#### [Source data]
PR #1192, opened 2025-09-03
feat: block no builder to pool calls

andysim3d:
[Closes/Fixes] #

## Proposed Changes

  -
  -
  -

### DIFF
--- a/crates/pool/src/chain.rs
+++ b/crates/pool/src/chain.rs
@@ -409,13 +409,13 @@ impl<P: EvmProvider> Chain<P> {
         pending_block
             .transactions
             .txns()
-            .filter(|tx| {
-                tx.inner.to().is_some()
-                    && self
-                        .settings
-                        .entry_point_addresses
-                        .keys()
-                        .contains(&tx.inner.to().unwrap())
+            .filter(|tx| match tx.inner.to() {
+                Some(tx_inner) => self
+                    .settings
+                    .entry_point_addresses
+                    .keys()
+                    .contains(&tx_inner),
+                None => false,
             })
             .map(|tx| tx.inner.tx_hash())
             .collect()
@@ -1115,6 +1115,7 @@ mod tests {
     use std::ops::DerefMut;
 
     use alloy_consensus::{transaction::Recovered, SignableTransaction, TypedTransaction};
+    use alloy_eips::BlockNumberOrTag;
     use alloy_network_primitives::BlockTransactions;
     use alloy_primitives::{address, Log as PrimitiveLog, LogData, Signature};
     use alloy_rpc_types_eth::{Block as AlloyBlock, Transaction as AlloyTransaction};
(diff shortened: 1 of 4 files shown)


crates/pool/src/mempool/uo_pool.rs
```diff
@@ -230,6 +235,56 @@ where
...
+            .iter()
+            .map(|txn| self.get_transaction_mapping(*txn))
+            .collect();
+
+        let results = future::join_all(futures).await;
+
+        let txn_to_uos: Vec<(B256, Vec<B256>)> = results.into_iter().flatten().collect();
+
+        self.per_confirm_uos(txn_to_uos);
+    }
```
dancoombs, line 287: I traced the logic from `chain` to here and it seems like this is calling `get_transaction_receipt` on every transaction in each flashblock? That's going to be a ton of RPC calls. I'd suggest the following:

1. Move this logic into `chain` to not complicate `uo_pool` any further
2. In `chain`, while loading the flashblock, filter by transactions that are sent by our senders
3. Get all of the receipts and extract the UO hashes

crates/pool/proto/op_pool/op_pool.proto
```diff
@@ -258,6 +258,9 @@ service OpPool {
   // Remove a UserOperation by its id
   rpc RemoveOpById(RemoveOpByIdRequest) returns (RemoveOpByIdResponse);
 
+  // Get the bundle hash of the preconfirmed UO by UO hash
+  rpc GetPreConfirmedUo(GetPreConfirmedUoRequest) returns (GetPreConfirmedUoResponse);
```
dancoombs, line 262: Is the current plan to keep this or remove it? If keeping it, why is it useful over `PreconfInfo`?

andysim3d: I just removed it.

crates/pool/src/mempool/uo_pool.rs
andysim3d: That's better!

Updated by 1 and 3 but didn't do 2 here: in case there is front runner, I'll just filter transaction(s) by to EP. then per transaction, I'll filter UO by receipt log, and update all UOs to uo_pool. if the UO is in uo_pool, we update the uo transaction map. otherwise, we ignore the uo, as it might from other bundler.

crates/pool/src/mempool/pool.rs
```diff
@@ -89,6 +89,14 @@ pub(crate) struct PoolInner<D> {
...
     /// when enough new blocks have passed.
     mined_hashes_with_block_numbers: BTreeSet<(u64, B256)>,
+
+    /// Unmined UO to bundle transaction mapping.
+    #[allow(dead_code)]
+    unmined_uos_bundle_mapping: HashMap<B256, B256>,
+    /// Preconfimed UO to preconfirmed bundle.
+    preconfirmed_uos: BTreeSet<B256>,
+    /// Unmined bundle to UO mapping.
+    unmined_bundle_to_uos: HashMap<B256, BTreeSet<B256>>,
```
dancoombs, line 99: It doesn't look like this is inserted into or read from, only removed from, is it needed?

crates/pool/src/mempool/pool.rs
```diff
@@ -89,6 +89,14 @@ pub(crate) struct PoolInner<D> {
     /// Removed operation hashes sorted by block number, so we can forget them
     /// when enough new blocks have passed.
     mined_hashes_with_block_numbers: BTreeSet<(u64, B256)>,
+
+    /// Unmined UO to bundle transaction mapping.
+    #[allow(dead_code)]
+    unmined_uos_bundle_mapping: HashMap<B256, B256>,
+    /// Preconfimed UO to preconfirmed bundle.
+    preconfirmed_uos: BTreeSet<B256>,
```
dancoombs, line 97: Do you need this? Can you just use the keys in `unmined_uos_bundle_mapping`?

dancoombs: Looked below, looks like its UO->txn, so you likely don't also need the UO set

crates/pool/src/chain.rs
```diff
@@ -277,13 +402,73 @@ impl<P: EvmProvider> Chain<P> {
...
+                tx.inner.to().is_some()
+                    && self
+                        .settings
+                        .entry_point_addresses
+                        .keys()
+                        .contains(&tx.inner.to().unwrap())
+            })
+            .map(|tx| tx.inner.tx_hash())
+            .collect()
+    }
```
dancoombs, line 428: This misses calls to the entry point that are made through another "proxy" - which is actually something we use in worldchain PBH.

I think the filter should be updated to be either (1) txn to the entrypoint (2) txn from our senders

This does miss if another sender sends through a proxy, but I think thats fine to skip preconfirmation in those cases.

crates/pool/src/chain.rs
```diff
@@ -230,45 +251,149 @@ impl<P: EvmProvider> Chain<P> {
...
+                        continue;
+                    }
+                };
+
+                match result {
+                    Ok(mut update) => {
+                        self.metrics
+                            .block_sync_time_ms
+                            .record(start.elapsed().as_millis() as f64);
+                        update.preconfirmed_txns = preconfirmed_txns;
```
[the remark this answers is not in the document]
andysim3d: well, for 'eth_getBlockByNumber(pending)', we'll always get the preconfirmed block. if a block A is confirmed, when you call 'eth_getBlockByNumber(pending)', you'll get the next block A+1 or null if a new pending block is not ready, but we'll not get A again once it is confirmed.

crates/pool/src/chain.rs
```diff
@@ -230,45 +251,149 @@ impl<P: EvmProvider> Chain<P> {
...
-                block_hash,
+                latest_block_hash,
                 self.settings.poll_interval,
+                BlockId::pending(),
             )
             .await;
-            block_hash = hash;
+            latest_block_hash = hash;
 
+            let summary = match self.load_flash_block_summary(&block).await {
```
dancoombs, line 276: Flashblocks question - what happens when the sequencer is emitting its full block? Does it also emit a flashblock? I'm concerned that if we're only using the `pending` tag, which you mentioned only returns flashblocks, then we'll actually have to wait an extra 200ms to discover a new full block (when the next flashblock gets emitted).

crates/rpc/src/eth/events/common.rs
```diff
@@ -102,7 +102,28 @@ where
     }
 
     #[instrument(skip_all)]
-    async fn get_receipt(&self, hash: B256) -> anyhow::Result<Option<RpcUserOperationReceipt>> {
+    async fn get_receipt(
+        &self,
+        hash: B256,
+        bundle_transaction: Option<B256>,
```
dancoombs, line 108: Is this specifically a preconfirmed bundle transaction or is this now used for all receipts? It seems like when this arg is used then a fully different path is used within this function, might be cleaner to make it its own function.

crates/rpc/src/eth/events/common.rs
```diff
@@ -134,6 +155,11 @@ where
             return Ok(None);
         };
 
+        // ignore events from other entry points.
+        if event.address() != E::address(&self.chain_spec) {
+            return Ok(None);
+        }
```
dancoombs, line 161: Is this flashblocks related or was this a bugfix?

andysim3d: reverted, no longer needed.

crates/rpc/src/rundler.rs
```diff
@@ -64,7 +65,11 @@ pub trait RundlerApi {
 
     /// Gets the status of a user operation by user operation hash
     #[method(name = "getUserOperationStatus")]
-    async fn get_user_operation_status(&self, uo_hash: B256) -> RpcResult<RpcUserOperationStatus>;
+    async fn get_user_operation_status(
+        &self,
+        uo_hash: B256,
+        preconfirmation: Option<bool>,
```
dancoombs, line 71: I actually think we can skip adding this to this endpoint, since its only internal. We can just always assume that if flashblocks are enabled we should allow for the pending status to be returned.

crates/pool/src/chain.rs
```diff
@@ -277,13 +396,73 @@ impl<P: EvmProvider> Chain<P> {
...
     }
 
+    #[instrument(skip_all)]
+    // get all 4337 txns
+    async fn get_user_operations_from_pending_block(&self, pending_block: &Block) -> Vec<B256> {
+        pending_block
+            .transactions
+            .txns()
+            .filter(|tx| {
+                tx.inner.to().is_some()
```
0xfourzerofour, line 413: might be cleaner to do an `if let` here instead of the is_some and unwrap

crates/pool/src/chain.rs
```diff
@@ -993,43 +1219,84 @@ mod tests {
...
 
         fn get_block(&self, id: BlockId) -> Option<Block> {
-            let BlockId::Hash(RpcBlockHash {
-                block_hash: hash,
-                require_canonical: _,
-            }) = id
-            else {
-                panic!("get_block only supports hash ids");
-            };
+            if id == BlockId::pending() {
```
0xfourzerofour, line 1222: you could do a match here that might clean this up a bit

crates/pool/src/chain.rs
```diff
@@ -993,43 +1219,84 @@ mod tests {
...
+                let pending_block = self.pending_block.read();
+                if pending_block.is_none() {
+                    return None;
+                }
+                let pending_block_inner = self.pending_block.read().clone().unwrap();
```
0xfourzerofour, line 1227: do you need to call self.pending_block.read() here if you already have the pending block 3 lines above it?

crates/rpc/src/eth/api.rs
```diff
@@ -153,18 +153,32 @@ where
...
+        tag: Option<BlockTag>,
     ) -> EthResult<Option<RpcUserOperationReceipt>> {
         if hash == B256::ZERO {
             return Err(EthRpcError::InvalidParams(
                 "Missing/invalid userOpHash".to_string(),
             ));
         }
+        let tag = tag.unwrap_or(BlockTag::Latest);
+
+        let bundle_transaction: Option<B256> = if tag == BlockTag::Pending {
```
0xfourzerofour, line 165: this would also be a little cleaner using a `match tag`

0xfourzerofour (commented):
overall the logic looks fine to me but could be cleaned up a bit

dancoombs (approved):
🚢 - thanks for working through this! Lots of difficult edge cases and minimal documentation on how things are supposed to work. The result here is going to be huge for users doing non-sequential operations.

#### [Task description]
Provide the number of lines in the listing where the string "should" is found, and nothing besides.

#### [Expected output]
2